(DATA SUPPLIED Opens)

PR #1376, opened 2019-11-04
constant_score subqueries should use "filter" not "query"

missinglink:
I ran an elasticsearch@6 build last night and a bunch of acceptance tests failed with the message:

```bash
"[parsing_exception] [constant_score] query does not support [query], with { line=1 & col=150 }"
```

This makes total sense, the `constant_score` query is non-scoring and so should accept a 'filter' context and not a 'query' context.
Since elasticsearch@6 the 'query' top-level parameter is no longer accepted.

Looking at the docs, the `filter` parameter is [compatible back as far as 2.4](https://www.elastic.co/guide/en/elasticsearch/reference/2.4/query-dsl-constant-score-query.html) so I don't foresee any backwards-compatibility issues.

There are also some query types which are supported by 'query' but not by 'filter' although we only seem to be using 'match_phrase' which is supported in both contexts.

### DIFF
--- a/query/view/ngrams_last_token_only.js
+++ b/query/view/ngrams_last_token_only.js
@@ -29,7 +29,7 @@ module.exports = function( vs ){
   // return the view rendered using the copy
   return {
     'constant_score': {
-      'query': ngrams_strict( vsCopy )
+      'filter': ngrams_strict( vsCopy )
     }
   };
 };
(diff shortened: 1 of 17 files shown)


orangejulius:
Nice, good catch. Interesting that the ES5 deprecation warning log didn't show this.

missinglink:
The docs don't mention using "query" in this context since ES@1.7, possibly showing our age 😄

missinglink:
I tested this on the staging server with an ES5 instance and there were no regressions, good to merge!

PR #1381, opened 2019-11-08
chore(pelias_parser): add logging for chosen parser solution scores

missinglink:
When I was writing up https://github.com/pelias/parser/issues/76 today I noticed that the 'scoring' in the Pelias parser is pretty good, it's fairly indicative of when the parse was low quality and you'll see scores < `0.5` next to a lot of incorrect parses 🎉 

So this PR is pretty simple, it adds logging of the solution scores so that we can graph them and get a better idea about how it's doing in a variable production environment.

example log line:
```
info: [api] pelias_parser_solution score=0.44
```

### DIFF
--- a/sanitizer/_text_pelias_parser.js
+++ b/sanitizer/_text_pelias_parser.js
@@ -95,6 +95,11 @@ function parse (clean) {
   // '    VVVV NN SSSSSSS AAAAAA PPPPP      '
   let mask = solution.mask(t);
 
+  // log information about the selected solution
+  logger.info('pelias_parser_solution', {
+    score: solution.score.toFixed(2)
+  });
+
   // special handling of intersection queries
   // here we do not trust intersection parses which also contain another
   // classification, such as a house number, postcode or admin field.


sanitizer/_text_pelias_parser.js
```diff
@@ -95,6 +95,11 @@ function parse (clean) {
   // '    VVVV NN SSSSSSS AAAAAA PPPPP      '
   let mask = solution.mask(t);
 
+  // log information about the selected solution
+  logger.info('pelias_parser_solution', {
+    score: solution.score.toFixed(2)
```
Joxit: It would be interesting to have the input too here

missinglink: The input is already being logged at https://github.com/pelias/api/blob/ef2969b0415a4d182247baa5e5624be73ac32186/sanitizer/_text_pelias_parser.js#L66

I decided to split up those log sections so the `pelias_parser` log entry provides an overview of the parse and then we can have one or more `pelias_parser_solution` lines which log info about specific solutions.

At this stage, we only pick the first solution, but we could explain this later and if we end up having multiple `pelias_parser_solution` log lines it'll be cleaner to have the input only logged once since it doesn't change.

Joxit: This was to have a simple way to analyze the logs.
For example if we want to quickly know which queries have a low score and the associated input all at once (using kibana or whatever). Unless it is possible to have links between log lines ? :thinking:

orangejulius:
It sounds like the purpose of this code is for manual investigation into a single query at a time, rather than providing data that we could analyze across many requests.

In that case, it might be better as part of the debug output, since it would then be along side all the other context from a request.

If we are trying to log something for later analysis, we'll need to do as @Joxit suggests and associate the solution score with a bunch of other data like the input text, or it won't be very useful.

PR #1392, opened 2019-11-20
Reset boosts for street matches, region_a, and country_a to 1

orangejulius:
These boosts, while possibly helpful for longer matches, can have very significant and negative impact on shorter autocomplete queries.


missinglink:
Looks good to me, I'm going to merge this now so I can build on top of it.
@orangejulius could you please update acceptance tests?

PR #1393, opened 2019-11-21
increase search query "focus:weight" from 2->3

missinglink:
It seems as though the autocomplete balance has changed slightly in ES6, causing `focus.point` search queries to not work as expected.

Setting "weight": 3 instead of "weight": 2 for the `function_score` query resolves this.

This issue doesn't affect `autocomplete` because it sets the `focus:weight` to 15!

I don't recall why there is such a large difference in these settings between `search` and `autocomplete` but I'd prefer to open another issue for that than include it with this work.


missinglink:
I ran the acceptance tests against our staging server (running ES5) and a dev environment (running ES6) and everything passes 🎉

PR #1398, opened 2019-11-25
Allow Elasticsearch host to be configured by ENV var

orangejulius:
We have long been pretty strict that nearly all configuration for Pelias should come through `pelias.json`, including all settings related to Elasticsearch.

While this is nice for consistency, there are times when setting configuration through `pelias.json` is not ideal.

In particular, if setting up an A/B split test, controlling parameters independently outside of `pelias.json` can make that setup much simpler.

So in this PR I propose that we allow setting the Elasticsearch host via environment variable. The value from the env var will override whatever is in `pelias.json`.

One downside I see to this PR is that it would pave the way for adding "just a few more" options to configuration via env var, such as the hostnames of other services. So it's possible we shouldn't go down that path, as I believe strongly that having a nice, structured JSON config file helps keep all the many options for Pelias organized.

### DIFF
--- a/routes/v1.js
+++ b/routes/v1.js
@@ -102,6 +102,15 @@ const Language = require('../service/configurations/Language');
 const Interpolation = require('../service/configurations/Interpolation');
 const Libpostal = require('../service/configurations/Libpostal');
 
+function getElasticsearchConfig(peliasConfig) {
+  const config = _.extend({}, peliasConfig.esclient);
+
+  if (process.env.ELASTICSEARCH_HOST) {
+    config.hosts = [ process.env.ELASTICSEARCH_HOST ];
+  }
+  return config;
+}
+
 /**
  * Append routes to app
  *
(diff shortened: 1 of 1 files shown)


orangejulius:
We have very quickly decided this isn't the way we'd like to go. Some arguments against the approach outlined in this PR:

- `pelias.json` is designed to be a "single source of truth" for configuration. So that for example when triaging a bug report, a Pelias maintainer can say "send me your `pelias.json`, and everything will be there
- This approach would quickly lead to a slippery slope problem, where we want to implement more and more functionality as ENV vars. For example, testing different Pelias service hosts (such as interpolation, Placeholder, etc) would probably follow closely
- This approach requires more code to write, test, and maintain. If people using Pelias want to implement more complex behavior or configuration management than having a single `pelias.json` file, they are free to do so, as working with files is already a powerful, flexible interface that nearly all infrastructure management systems can support.

PR #1600, opened 2022-02-02
default-parameters: extend functionality to be more general purpose

missinglink:
in https://github.com/pelias/api/pull/928 we introduced the ability to apply default values to the `focus.point.lat` and `focus.point.lon` query string params if/when they were unset.

this PR refactors that code in such a way that it allows us to extend the list of properties which can be overridden by defaults.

(DATA SUPPLIED Closes)

▶ **WHAT IS EXPECTED**
Write the data above out again in full, with every word as given.

▶ **SOLUTION BELOW**
PR #1376, opened 2019-11-04
constant_score subqueries should use "filter" not "query"

missinglink:
I ran an elasticsearch@6 build last night and a bunch of acceptance tests failed with the message:

```bash
"[parsing_exception] [constant_score] query does not support [query], with { line=1 & col=150 }"
```

This makes total sense, the `constant_score` query is non-scoring and so should accept a 'filter' context and not a 'query' context.
Since elasticsearch@6 the 'query' top-level parameter is no longer accepted.

Looking at the docs, the `filter` parameter is [compatible back as far as 2.4](https://www.elastic.co/guide/en/elasticsearch/reference/2.4/query-dsl-constant-score-query.html) so I don't foresee any backwards-compatibility issues.

There are also some query types which are supported by 'query' but not by 'filter' although we only seem to be using 'match_phrase' which is supported in both contexts.

### DIFF
--- a/query/view/ngrams_last_token_only.js
+++ b/query/view/ngrams_last_token_only.js
@@ -29,7 +29,7 @@ module.exports = function( vs ){
   // return the view rendered using the copy
   return {
     'constant_score': {
-      'query': ngrams_strict( vsCopy )
+      'filter': ngrams_strict( vsCopy )
     }
   };
 };
(diff shortened: 1 of 17 files shown)


orangejulius:
Nice, good catch. Interesting that the ES5 deprecation warning log didn't show this.

missinglink:
The docs don't mention using "query" in this context since ES@1.7, possibly showing our age 😄

missinglink:
I tested this on the staging server with an ES5 instance and there were no regressions, good to merge!

PR #1381, opened 2019-11-08
chore(pelias_parser): add logging for chosen parser solution scores

missinglink:
When I was writing up https://github.com/pelias/parser/issues/76 today I noticed that the 'scoring' in the Pelias parser is pretty good, it's fairly indicative of when the parse was low quality and you'll see scores < `0.5` next to a lot of incorrect parses 🎉 

So this PR is pretty simple, it adds logging of the solution scores so that we can graph them and get a better idea about how it's doing in a variable production environment.

example log line:
```
info: [api] pelias_parser_solution score=0.44
```

### DIFF
--- a/sanitizer/_text_pelias_parser.js
+++ b/sanitizer/_text_pelias_parser.js
@@ -95,6 +95,11 @@ function parse (clean) {
   // '    VVVV NN SSSSSSS AAAAAA PPPPP      '
   let mask = solution.mask(t);
 
+  // log information about the selected solution
+  logger.info('pelias_parser_solution', {
+    score: solution.score.toFixed(2)
+  });
+
   // special handling of intersection queries
   // here we do not trust intersection parses which also contain another
   // classification, such as a house number, postcode or admin field.


sanitizer/_text_pelias_parser.js
```diff
@@ -95,6 +95,11 @@ function parse (clean) {
   // '    VVVV NN SSSSSSS AAAAAA PPPPP      '
   let mask = solution.mask(t);
 
+  // log information about the selected solution
+  logger.info('pelias_parser_solution', {
+    score: solution.score.toFixed(2)
```
Joxit: It would be interesting to have the input too here

missinglink: The input is already being logged at https://github.com/pelias/api/blob/ef2969b0415a4d182247baa5e5624be73ac32186/sanitizer/_text_pelias_parser.js#L66

I decided to split up those log sections so the `pelias_parser` log entry provides an overview of the parse and then we can have one or more `pelias_parser_solution` lines which log info about specific solutions.

At this stage, we only pick the first solution, but we could explain this later and if we end up having multiple `pelias_parser_solution` log lines it'll be cleaner to have the input only logged once since it doesn't change.

Joxit: This was to have a simple way to analyze the logs.
For example if we want to quickly know which queries have a low score and the associated input all at once (using kibana or whatever). Unless it is possible to have links between log lines ? :thinking:

orangejulius:
It sounds like the purpose of this code is for manual investigation into a single query at a time, rather than providing data that we could analyze across many requests.

In that case, it might be better as part of the debug output, since it would then be along side all the other context from a request.

If we are trying to log something for later analysis, we'll need to do as @Joxit suggests and associate the solution score with a bunch of other data like the input text, or it won't be very useful.

PR #1392, opened 2019-11-20
Reset boosts for street matches, region_a, and country_a to 1

orangejulius:
These boosts, while possibly helpful for longer matches, can have very significant and negative impact on shorter autocomplete queries.


missinglink:
Looks good to me, I'm going to merge this now so I can build on top of it.
@orangejulius could you please update acceptance tests?

PR #1393, opened 2019-11-21
increase search query "focus:weight" from 2->3

missinglink:
It seems as though the autocomplete balance has changed slightly in ES6, causing `focus.point` search queries to not work as expected.

Setting "weight": 3 instead of "weight": 2 for the `function_score` query resolves this.

This issue doesn't affect `autocomplete` because it sets the `focus:weight` to 15!

I don't recall why there is such a large difference in these settings between `search` and `autocomplete` but I'd prefer to open another issue for that than include it with this work.


missinglink:
I ran the acceptance tests against our staging server (running ES5) and a dev environment (running ES6) and everything passes 🎉

PR #1398, opened 2019-11-25
Allow Elasticsearch host to be configured by ENV var

orangejulius:
We have long been pretty strict that nearly all configuration for Pelias should come through `pelias.json`, including all settings related to Elasticsearch.

While this is nice for consistency, there are times when setting configuration through `pelias.json` is not ideal.

In particular, if setting up an A/B split test, controlling parameters independently outside of `pelias.json` can make that setup much simpler.

So in this PR I propose that we allow setting the Elasticsearch host via environment variable. The value from the env var will override whatever is in `pelias.json`.

One downside I see to this PR is that it would pave the way for adding "just a few more" options to configuration via env var, such as the hostnames of other services. So it's possible we shouldn't go down that path, as I believe strongly that having a nice, structured JSON config file helps keep all the many options for Pelias organized.

### DIFF
--- a/routes/v1.js
+++ b/routes/v1.js
@@ -102,6 +102,15 @@ const Language = require('../service/configurations/Language');
 const Interpolation = require('../service/configurations/Interpolation');
 const Libpostal = require('../service/configurations/Libpostal');
 
+function getElasticsearchConfig(peliasConfig) {
+  const config = _.extend({}, peliasConfig.esclient);
+
+  if (process.env.ELASTICSEARCH_HOST) {
+    config.hosts = [ process.env.ELASTICSEARCH_HOST ];
+  }
+  return config;
+}
+
 /**
  * Append routes to app
  *
(diff shortened: 1 of 1 files shown)


orangejulius:
We have very quickly decided this isn't the way we'd like to go. Some arguments against the approach outlined in this PR:

- `pelias.json` is designed to be a "single source of truth" for configuration. So that for example when triaging a bug report, a Pelias maintainer can say "send me your `pelias.json`, and everything will be there
- This approach would quickly lead to a slippery slope problem, where we want to implement more and more functionality as ENV vars. For example, testing different Pelias service hosts (such as interpolation, Placeholder, etc) would probably follow closely
- This approach requires more code to write, test, and maintain. If people using Pelias want to implement more complex behavior or configuration management than having a single `pelias.json` file, they are free to do so, as working with files is already a powerful, flexible interface that nearly all infrastructure management systems can support.

PR #1600, opened 2022-02-02
default-parameters: extend functionality to be more general purpose

missinglink:
in https://github.com/pelias/api/pull/928 we introduced the ability to apply default values to the `focus.point.lat` and `focus.point.lon` query string params if/when they were unset.

this PR refactors that code in such a way that it allows us to extend the list of properties which can be overridden by defaults.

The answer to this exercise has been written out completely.